_What the task requires:_ From the data below, repeat exactly the lines from the line with "chalin, line 31: Per" to the line with "Thanks for renaming", both included.

Start of Data extracts

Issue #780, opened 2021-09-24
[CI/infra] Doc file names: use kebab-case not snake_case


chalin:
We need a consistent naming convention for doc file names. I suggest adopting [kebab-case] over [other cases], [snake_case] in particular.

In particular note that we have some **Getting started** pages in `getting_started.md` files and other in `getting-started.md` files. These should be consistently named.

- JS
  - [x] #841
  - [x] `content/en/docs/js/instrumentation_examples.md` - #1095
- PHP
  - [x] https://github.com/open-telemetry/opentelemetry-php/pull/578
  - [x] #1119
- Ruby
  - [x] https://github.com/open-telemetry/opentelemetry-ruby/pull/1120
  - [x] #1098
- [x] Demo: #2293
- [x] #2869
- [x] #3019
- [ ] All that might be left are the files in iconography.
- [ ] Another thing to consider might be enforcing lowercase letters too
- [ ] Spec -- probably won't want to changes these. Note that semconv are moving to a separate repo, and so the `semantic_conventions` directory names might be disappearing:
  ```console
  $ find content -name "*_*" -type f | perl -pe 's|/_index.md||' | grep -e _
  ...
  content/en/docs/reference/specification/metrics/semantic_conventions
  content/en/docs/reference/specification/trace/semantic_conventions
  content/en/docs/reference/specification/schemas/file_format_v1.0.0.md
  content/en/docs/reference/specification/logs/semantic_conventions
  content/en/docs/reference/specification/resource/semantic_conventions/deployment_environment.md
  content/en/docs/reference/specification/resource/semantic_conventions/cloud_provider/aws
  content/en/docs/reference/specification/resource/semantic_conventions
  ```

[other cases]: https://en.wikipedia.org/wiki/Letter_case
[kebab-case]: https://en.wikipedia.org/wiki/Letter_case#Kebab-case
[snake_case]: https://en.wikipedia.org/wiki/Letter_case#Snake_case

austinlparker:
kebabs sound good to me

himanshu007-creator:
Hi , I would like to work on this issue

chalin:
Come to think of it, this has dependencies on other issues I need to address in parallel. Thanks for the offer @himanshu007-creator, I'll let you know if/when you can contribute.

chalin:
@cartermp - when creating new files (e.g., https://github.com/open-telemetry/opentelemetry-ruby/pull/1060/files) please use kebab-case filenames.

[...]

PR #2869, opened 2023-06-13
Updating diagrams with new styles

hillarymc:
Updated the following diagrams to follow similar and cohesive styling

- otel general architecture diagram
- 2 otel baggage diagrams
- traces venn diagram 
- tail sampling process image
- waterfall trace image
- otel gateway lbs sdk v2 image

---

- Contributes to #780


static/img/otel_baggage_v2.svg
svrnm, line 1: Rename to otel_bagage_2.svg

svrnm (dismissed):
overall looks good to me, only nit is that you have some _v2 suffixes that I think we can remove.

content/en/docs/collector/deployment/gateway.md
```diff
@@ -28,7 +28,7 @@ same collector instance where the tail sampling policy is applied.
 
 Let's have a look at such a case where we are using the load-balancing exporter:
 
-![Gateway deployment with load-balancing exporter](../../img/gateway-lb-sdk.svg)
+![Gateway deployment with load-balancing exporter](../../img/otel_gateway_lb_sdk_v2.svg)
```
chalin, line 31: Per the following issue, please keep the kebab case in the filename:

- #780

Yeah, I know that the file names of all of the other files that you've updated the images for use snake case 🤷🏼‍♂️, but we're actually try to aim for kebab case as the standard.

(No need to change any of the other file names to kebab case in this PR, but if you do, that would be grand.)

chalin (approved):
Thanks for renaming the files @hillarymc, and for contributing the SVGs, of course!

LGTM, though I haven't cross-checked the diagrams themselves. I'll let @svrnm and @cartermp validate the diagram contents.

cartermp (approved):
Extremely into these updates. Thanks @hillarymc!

End of Data extracts
Start of Data extracts

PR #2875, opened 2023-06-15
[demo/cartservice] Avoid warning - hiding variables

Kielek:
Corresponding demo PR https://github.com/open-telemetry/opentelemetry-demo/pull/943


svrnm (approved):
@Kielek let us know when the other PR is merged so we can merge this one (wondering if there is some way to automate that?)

End of Data extracts

_Exercise solution:_
chalin, line 31: Per the following issue, please keep the kebab case in the filename:

- #780

Yeah, I know that the file names of all of the other files that you've updated the images for use snake case 🤷🏼‍♂️, but we're actually try to aim for kebab case as the standard.

(No need to change any of the other file names to kebab case in this PR, but if you do, that would be grand.)

chalin (approved):
Thanks for renaming the files @hillarymc, and for contributing the SVGs, of course!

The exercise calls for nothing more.